Approach:

  1. Intro – on Indian caste system.
  2. Describe how caste is affecting politics; rise of caste consciousness.
  3. Conclusion.

Emergence of electoral democracy in India created a very fertile ground. Caste system is a closed system but it’s still evolving. British saw caste as a prism to understand India’s social reality- “White man’s burden”.

Modern Constitution has abolished untouchability. But, reservation of seats ultimately resulted in further concretisation of caste. Caste and casteism never disappeared in India. The policy of political mobilization followed by Congress and other parties also resulted in co-optation of many lower castes into the party. With the erosion of the moral basis of caste, the self-imposed barrier to protest by the lower castes was also eroded. Therefore some middle and lower castes sought equality with the upper castes through the process of Sanskritization, thus claiming more political power.

Thus according to Rajni Kothari, politicisation of caste in India played a very important role in developing party politics. He proved how politicisation of caste is a double process. Caste needs politics as much as politics need caste. When caste groupings makes politics their sphere of activities, then they also gets a chance to assert their identity and to strive for position. MN Srinivas also used the concept of dominant caste. A dominant caste is a caste which dominates numerically, and due to its numeric preponderance it enjoys political power. Politicians find caste a handy and convenient instrument for use during elections. Politics in Indian states had also been viewed in terms of competition among major caste groups for political power. Caste is also said to fractionalize national politics.
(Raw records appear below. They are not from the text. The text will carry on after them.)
PR #469, opened 2026-08-13
fix: safe-parse non-JSON 4xx upload responses

polbins:
Custom `serverUrl` proxies that return non-JSON 400/413/429 caused `AnalyticsResponse.create()` to throw before `responseHandler.handle()` ran. The event file was never released, removed, or split — permanent silent stall ([SDK-215](https://linear.app/amplitude/issue/SDK-215/android-sdk-strands-events-on-non-json-4xx-proxy-response)).

### Describe the solution
Route 400/413/429 through `parseResponseBodyOrGetDefault()` (same as 5xx). Keep status-specific types so existing handlers still run (proxy 400 → release+retry, 413 → split, 429 → retry).

Intent: stop stranding and match Swift/TS parse resilience. This does **not** turn a persistent plain-text 400 into a successful upload — proxies should still return [HTTP V2 JSON](https://amplitude.com/docs/apis/analytics/http-v2#response).

* `./gradlew :analytics-core:test --tests "com.amplitude.core.utilities.http.AnalyticsResponseTest" --tests "com.amplitude.core.utilities.HttpClientTest" --tests "com.amplitude.core.utilities.FileResponseHandlerTest"`
* Plain-text/null 400/413/429 parse without throw; plain-text 400 releases; plain-text 413 splits.

### Checklist

---

> [!NOTE]
> **Medium Risk**
> Changes upload error parsing and invalid-API-key detection for malformed 4xx bodies; behavior shifts from discarding/stranding to retry/split, which is the intended fix but affects the event pipeline on proxy errors.
> 
> **Overview**
> Fixes **silent event-file stalls** when a custom `serverUrl` proxy returns plain-text or non-JSON bodies for HTTP 400, 413, or 429. Those statuses now go through `parseResponseBodyOrGetDefault()` (same path as 5xx) so `AnalyticsResponse.create()` no longer throws before upload response handling runs.
> 
> **Unparseable bodies** no longer copy the raw text into the JSON `error` field; they yield an empty `JSONObject` instead. That keeps proxy strings like `invalid_api_key` from tripping **`isInvalidApiKeyResponse()`** and dropping batches as a terminal invalid-key case. Status-specific types are unchanged, so handlers still run: proxy 400 → release and retry, 413 → split, 429 → retry.
> 
> Tests cover parsing, `HttpClient` uploads, and `FileResponseHandler` behavior for plain-text 4xx bodies.
> 
> <sup>Reviewed by [Cursor Bugbot](https://cursor.com/bugbot) for commit 46400b8084299231c916580ba96c6405b3507a6b. Bugbot is set up for automated code reviews on this repo. Configure [here](https://www.cursor.com/dashboard/bugbot).</sup>

### DIFF
--- a/analytics-core/src/main/java/com/amplitude/core/utilities/http/AnalyticsResponse.kt
+++ b/analytics-core/src/main/java/com/amplitude/core/utilities/http/AnalyticsResponse.kt
@@ -20,9 +20,9 @@ public sealed class AnalyticsResponse(public val status: HttpStatus) {
         ): AnalyticsResponse {
             return when (responseCode) {
                 in SUCCESS.range -> SuccessResponse()
-                in BAD_REQUEST.range -> BadRequestResponse(JSONObject(responseBody))
-                in PAYLOAD_TOO_LARGE.range -> PayloadTooLargeResponse(JSONObject(responseBody))
-                in TOO_MANY_REQUESTS.range -> TooManyRequestsResponse(JSONObject(responseBody))
+                in BAD_REQUEST.range -> BadRequestResponse(parseResponseBodyOrGetDefault(responseBody))
+                in PAYLOAD_TOO_LARGE.range -> PayloadTooLargeResponse(parseResponseBodyOrGetDefault(responseBody))
+                in TOO_MANY_REQUESTS.range -> TooManyRequestsResponse(parseResponseBodyOrGetDefault(responseBody))
                 in TIMEOUT.range -> TimeoutResponse()
                 else -> FailedResponse(parseResponseBodyOrGetDefault(responseBody))
             }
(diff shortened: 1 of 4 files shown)


analytics-core/src/main/java/com/amplitude/core/utilities/http/AnalyticsResponse.kt
crleona: Should we return this as a fake error response? Looking specifically at `isInvalidApiKeyResponse`, this just checks if "invalid api key" is in the response, and we may not want to honor that from anything but a well formed response.

crleona (approved):

analytics-core/src/main/java/com/amplitude/core/utilities/http/AnalyticsResponse.kt
polbins: Yeah, I think that would be safer. 👍🏽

The previously excluded political leaders now enter the sphere. Thus the intermediate castes also aspire for dominant position in every sphere. Although it is true that caste system had been strengthened rather than weakened by all these.

Caste based reservations came with the Article 15 of the Indian Constitution which prohibits discrimination of Indians on basis of religion, race , caste, sex or place of birth. But Article 15 (4) modified by asserting that nothing in this article shall prevent the state from making any special provision for the advancement of any socially and educationally backward of citizens or for the SC’s and ST’s. Thus the constitution simultaneously embodies two conflicting notions of equality, one bases on individual rights and the other based on group rights.

Also the Mandal Commission, or the Socially and Educationally Backward Classes Commission (SEBC), was established in 1979 by the Janata Party government under Prime minister Morarji Desai with a mandate to “identify the socially or educationally backward classes” of India. It basically defined backward classes in terms of caste. Thus caste and class became cross cutting identities. Class started transforming caste relations in India. Caste in India, thus slowly got converted into class plus status.

Thus caste continues to be a ‘lived in social reality’. Still caste became an instrument of social change which resulted in rise of ‘casteism’, there also happened co-optation of previously excluded groups and this political mobilisation gave rise to ‘identity politics’. Thus caste became the basis of a scheme of permanent protection.

Thus caste as a traditional social structure has changed its functions and roles, maintaining itself in the process. So caste identities took to new form of articulation, changing the very ethics of the social system & diminished the very importance of ascriptive basis and positive discrimination of caste has been the result of transformation of caste into interest groups.